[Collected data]
****************************************

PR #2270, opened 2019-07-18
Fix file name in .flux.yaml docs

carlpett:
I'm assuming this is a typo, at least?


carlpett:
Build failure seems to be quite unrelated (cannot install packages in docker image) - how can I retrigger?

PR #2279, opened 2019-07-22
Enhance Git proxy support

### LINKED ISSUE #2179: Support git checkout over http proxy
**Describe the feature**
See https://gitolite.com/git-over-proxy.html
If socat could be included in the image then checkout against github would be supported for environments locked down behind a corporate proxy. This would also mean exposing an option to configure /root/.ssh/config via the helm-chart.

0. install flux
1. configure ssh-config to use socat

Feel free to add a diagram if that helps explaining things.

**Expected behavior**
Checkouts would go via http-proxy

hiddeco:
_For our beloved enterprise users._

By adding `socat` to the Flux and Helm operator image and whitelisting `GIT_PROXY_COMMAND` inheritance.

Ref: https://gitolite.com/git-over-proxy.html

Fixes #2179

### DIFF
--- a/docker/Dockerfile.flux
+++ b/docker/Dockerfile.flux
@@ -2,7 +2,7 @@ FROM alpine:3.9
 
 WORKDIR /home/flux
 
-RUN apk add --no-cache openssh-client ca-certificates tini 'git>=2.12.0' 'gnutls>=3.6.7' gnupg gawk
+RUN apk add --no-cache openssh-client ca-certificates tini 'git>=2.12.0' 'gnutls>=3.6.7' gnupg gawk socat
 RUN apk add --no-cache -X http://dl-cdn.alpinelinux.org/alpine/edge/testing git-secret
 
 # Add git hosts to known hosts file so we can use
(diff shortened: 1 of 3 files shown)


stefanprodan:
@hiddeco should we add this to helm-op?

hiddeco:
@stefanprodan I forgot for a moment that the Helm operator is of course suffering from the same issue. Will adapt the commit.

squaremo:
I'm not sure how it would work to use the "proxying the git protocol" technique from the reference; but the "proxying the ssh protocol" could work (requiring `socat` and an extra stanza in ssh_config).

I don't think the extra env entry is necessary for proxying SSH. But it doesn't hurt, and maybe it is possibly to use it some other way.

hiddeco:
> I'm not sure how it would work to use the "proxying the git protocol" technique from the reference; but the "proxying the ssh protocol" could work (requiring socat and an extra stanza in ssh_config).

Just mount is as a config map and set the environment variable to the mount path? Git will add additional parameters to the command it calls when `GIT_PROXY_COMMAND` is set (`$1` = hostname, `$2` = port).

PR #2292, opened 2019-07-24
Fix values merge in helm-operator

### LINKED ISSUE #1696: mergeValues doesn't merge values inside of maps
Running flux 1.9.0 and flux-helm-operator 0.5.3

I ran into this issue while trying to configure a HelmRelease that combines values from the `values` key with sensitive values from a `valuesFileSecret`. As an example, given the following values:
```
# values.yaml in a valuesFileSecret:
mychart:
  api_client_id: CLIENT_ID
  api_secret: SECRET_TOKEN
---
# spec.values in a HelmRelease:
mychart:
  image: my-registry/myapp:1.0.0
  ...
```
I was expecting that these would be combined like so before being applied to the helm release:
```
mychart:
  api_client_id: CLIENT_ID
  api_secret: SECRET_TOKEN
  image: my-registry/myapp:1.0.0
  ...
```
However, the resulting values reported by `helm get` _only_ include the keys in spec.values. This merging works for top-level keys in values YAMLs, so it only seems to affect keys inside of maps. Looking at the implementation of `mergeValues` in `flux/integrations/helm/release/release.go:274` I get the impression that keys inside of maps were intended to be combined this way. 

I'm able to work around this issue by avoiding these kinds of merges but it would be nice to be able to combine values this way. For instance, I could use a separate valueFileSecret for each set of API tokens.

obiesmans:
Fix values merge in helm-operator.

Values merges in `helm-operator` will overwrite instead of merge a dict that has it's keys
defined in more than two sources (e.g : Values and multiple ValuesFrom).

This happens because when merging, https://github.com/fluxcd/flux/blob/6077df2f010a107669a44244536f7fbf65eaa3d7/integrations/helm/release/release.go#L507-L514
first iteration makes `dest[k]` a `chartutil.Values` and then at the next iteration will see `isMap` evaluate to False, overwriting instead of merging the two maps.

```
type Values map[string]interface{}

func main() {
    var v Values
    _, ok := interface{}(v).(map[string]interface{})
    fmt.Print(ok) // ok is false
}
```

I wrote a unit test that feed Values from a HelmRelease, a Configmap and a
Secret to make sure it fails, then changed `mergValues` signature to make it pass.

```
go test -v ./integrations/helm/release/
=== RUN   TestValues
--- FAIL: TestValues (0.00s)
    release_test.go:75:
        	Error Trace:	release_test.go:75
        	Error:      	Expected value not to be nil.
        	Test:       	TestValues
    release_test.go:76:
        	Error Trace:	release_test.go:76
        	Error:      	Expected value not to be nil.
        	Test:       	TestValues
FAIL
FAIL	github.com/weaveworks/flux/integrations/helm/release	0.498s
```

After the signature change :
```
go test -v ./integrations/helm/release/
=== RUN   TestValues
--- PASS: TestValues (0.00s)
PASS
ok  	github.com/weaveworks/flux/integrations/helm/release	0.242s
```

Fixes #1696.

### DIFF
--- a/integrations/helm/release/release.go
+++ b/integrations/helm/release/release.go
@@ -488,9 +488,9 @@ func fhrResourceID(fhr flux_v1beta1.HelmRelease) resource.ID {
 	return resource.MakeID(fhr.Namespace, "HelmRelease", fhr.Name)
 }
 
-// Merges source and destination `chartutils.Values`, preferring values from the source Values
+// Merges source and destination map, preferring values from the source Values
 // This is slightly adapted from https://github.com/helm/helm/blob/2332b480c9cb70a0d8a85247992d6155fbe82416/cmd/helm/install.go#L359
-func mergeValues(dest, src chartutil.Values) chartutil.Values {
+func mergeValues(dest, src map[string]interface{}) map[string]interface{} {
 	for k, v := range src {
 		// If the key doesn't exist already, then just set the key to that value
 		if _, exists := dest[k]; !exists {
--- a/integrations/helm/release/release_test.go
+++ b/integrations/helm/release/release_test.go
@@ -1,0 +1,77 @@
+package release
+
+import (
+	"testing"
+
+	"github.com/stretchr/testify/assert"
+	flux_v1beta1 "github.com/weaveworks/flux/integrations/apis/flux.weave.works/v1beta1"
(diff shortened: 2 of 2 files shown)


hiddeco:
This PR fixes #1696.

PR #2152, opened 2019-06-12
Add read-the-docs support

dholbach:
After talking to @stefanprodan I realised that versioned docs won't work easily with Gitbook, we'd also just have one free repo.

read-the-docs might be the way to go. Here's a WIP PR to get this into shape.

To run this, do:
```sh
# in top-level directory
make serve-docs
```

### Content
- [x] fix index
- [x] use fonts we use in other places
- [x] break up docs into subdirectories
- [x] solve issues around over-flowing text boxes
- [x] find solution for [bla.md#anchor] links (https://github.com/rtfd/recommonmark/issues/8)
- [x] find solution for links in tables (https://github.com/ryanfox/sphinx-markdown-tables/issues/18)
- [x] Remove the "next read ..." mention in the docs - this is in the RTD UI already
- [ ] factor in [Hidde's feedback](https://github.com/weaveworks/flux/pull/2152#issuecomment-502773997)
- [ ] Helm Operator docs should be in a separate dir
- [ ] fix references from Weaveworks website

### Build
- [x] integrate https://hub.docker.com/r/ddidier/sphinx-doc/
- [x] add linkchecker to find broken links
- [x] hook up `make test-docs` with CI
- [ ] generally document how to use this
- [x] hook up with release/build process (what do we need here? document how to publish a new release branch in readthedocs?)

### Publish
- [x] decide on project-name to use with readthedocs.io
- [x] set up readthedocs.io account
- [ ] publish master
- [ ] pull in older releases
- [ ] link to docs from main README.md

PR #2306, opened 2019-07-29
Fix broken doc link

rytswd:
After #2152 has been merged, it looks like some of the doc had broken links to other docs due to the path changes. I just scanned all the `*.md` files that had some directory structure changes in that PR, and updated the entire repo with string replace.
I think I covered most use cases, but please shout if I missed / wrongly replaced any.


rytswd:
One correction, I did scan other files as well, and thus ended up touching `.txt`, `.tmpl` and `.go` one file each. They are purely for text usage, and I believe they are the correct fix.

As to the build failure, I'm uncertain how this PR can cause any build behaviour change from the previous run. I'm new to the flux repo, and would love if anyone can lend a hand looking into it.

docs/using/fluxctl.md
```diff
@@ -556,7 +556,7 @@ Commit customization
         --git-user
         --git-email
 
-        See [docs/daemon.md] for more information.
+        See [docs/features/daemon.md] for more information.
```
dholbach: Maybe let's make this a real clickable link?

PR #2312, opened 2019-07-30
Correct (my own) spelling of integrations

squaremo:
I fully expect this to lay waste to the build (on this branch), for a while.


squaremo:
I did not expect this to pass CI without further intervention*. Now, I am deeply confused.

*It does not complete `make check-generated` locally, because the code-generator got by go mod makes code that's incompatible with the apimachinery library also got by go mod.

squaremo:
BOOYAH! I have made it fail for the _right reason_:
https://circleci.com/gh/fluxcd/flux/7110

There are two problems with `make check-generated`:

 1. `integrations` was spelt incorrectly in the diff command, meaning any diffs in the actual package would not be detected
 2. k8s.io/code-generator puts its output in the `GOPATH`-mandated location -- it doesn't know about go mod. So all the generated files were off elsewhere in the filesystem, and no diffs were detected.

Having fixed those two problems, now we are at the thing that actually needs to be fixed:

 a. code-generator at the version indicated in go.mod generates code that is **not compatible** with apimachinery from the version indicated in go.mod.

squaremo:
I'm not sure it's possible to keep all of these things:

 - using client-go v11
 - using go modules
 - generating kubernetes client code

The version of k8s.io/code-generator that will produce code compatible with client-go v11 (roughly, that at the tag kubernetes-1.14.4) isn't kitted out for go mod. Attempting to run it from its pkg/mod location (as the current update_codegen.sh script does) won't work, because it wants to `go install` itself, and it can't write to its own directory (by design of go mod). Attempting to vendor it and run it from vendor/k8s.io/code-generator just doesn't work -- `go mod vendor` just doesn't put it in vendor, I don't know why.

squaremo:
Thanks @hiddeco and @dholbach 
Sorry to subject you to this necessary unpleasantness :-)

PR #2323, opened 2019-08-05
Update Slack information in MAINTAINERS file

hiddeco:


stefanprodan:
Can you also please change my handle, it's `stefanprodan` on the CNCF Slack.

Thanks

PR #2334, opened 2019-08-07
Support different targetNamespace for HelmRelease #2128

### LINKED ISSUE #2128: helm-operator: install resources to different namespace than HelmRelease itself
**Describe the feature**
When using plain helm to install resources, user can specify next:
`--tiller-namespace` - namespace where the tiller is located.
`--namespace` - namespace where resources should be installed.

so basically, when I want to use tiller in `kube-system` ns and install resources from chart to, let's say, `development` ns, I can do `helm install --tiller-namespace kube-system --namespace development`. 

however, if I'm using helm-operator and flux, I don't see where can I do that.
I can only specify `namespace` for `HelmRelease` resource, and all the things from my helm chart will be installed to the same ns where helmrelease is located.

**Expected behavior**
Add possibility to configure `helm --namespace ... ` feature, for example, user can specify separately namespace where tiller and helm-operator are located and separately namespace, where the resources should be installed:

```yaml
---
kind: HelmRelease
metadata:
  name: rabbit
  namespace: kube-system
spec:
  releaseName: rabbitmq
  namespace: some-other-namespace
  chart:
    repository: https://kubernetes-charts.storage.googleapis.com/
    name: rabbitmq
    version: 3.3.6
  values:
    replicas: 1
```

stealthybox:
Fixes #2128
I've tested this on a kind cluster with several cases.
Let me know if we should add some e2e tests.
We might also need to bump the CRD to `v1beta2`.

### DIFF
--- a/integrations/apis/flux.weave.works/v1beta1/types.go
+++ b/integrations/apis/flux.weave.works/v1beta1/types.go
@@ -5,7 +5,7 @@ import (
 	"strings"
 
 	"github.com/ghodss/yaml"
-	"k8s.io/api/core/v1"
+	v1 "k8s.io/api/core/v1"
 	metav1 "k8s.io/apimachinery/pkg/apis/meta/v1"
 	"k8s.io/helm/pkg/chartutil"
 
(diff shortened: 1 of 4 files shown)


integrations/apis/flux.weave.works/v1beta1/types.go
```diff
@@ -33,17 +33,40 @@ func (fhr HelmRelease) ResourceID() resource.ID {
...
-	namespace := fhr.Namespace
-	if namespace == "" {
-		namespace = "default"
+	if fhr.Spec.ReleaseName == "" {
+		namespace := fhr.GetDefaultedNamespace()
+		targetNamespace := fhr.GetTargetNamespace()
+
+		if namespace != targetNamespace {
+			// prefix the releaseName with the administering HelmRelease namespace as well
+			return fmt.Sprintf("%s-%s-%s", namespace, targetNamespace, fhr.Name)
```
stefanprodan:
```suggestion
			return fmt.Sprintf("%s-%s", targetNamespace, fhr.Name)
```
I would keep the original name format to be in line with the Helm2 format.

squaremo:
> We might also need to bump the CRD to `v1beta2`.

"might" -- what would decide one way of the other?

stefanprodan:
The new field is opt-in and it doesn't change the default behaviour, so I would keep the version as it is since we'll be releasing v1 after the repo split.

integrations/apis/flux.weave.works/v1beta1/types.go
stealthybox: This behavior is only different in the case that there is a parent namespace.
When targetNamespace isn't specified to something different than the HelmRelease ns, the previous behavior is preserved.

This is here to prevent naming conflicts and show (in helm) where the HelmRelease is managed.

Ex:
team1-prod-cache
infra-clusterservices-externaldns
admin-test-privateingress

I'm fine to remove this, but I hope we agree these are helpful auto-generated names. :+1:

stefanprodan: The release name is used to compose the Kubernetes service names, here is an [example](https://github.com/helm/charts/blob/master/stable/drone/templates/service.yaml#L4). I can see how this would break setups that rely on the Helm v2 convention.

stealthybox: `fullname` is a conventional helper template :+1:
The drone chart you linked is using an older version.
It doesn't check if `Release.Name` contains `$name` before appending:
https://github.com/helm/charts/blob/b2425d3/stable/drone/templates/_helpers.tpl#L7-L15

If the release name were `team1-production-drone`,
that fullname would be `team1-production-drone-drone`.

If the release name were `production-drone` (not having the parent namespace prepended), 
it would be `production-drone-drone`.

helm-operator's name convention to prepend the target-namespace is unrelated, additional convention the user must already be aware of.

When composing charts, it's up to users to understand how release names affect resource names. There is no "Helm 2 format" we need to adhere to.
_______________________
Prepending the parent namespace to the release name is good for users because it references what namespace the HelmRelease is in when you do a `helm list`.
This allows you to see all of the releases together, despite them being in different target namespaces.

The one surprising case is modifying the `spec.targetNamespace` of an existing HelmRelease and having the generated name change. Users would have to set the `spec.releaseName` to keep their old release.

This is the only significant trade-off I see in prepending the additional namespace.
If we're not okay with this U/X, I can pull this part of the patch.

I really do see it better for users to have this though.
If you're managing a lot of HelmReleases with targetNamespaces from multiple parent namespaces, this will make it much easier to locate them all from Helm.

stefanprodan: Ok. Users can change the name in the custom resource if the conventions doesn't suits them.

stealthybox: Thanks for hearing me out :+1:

****************************************

- [What is needed]: From the data above, output only the lines between the line containing "### LINKED ISSUE #2128: helm-operator: install" and the line containing "should be installed.", inclusive, exactly as written.

- [Task output]:
### LINKED ISSUE #2128: helm-operator: install resources to different namespace than HelmRelease itself
**Describe the feature**
When using plain helm to install resources, user can specify next:
`--tiller-namespace` - namespace where the tiller is located.
`--namespace` - namespace where resources should be installed.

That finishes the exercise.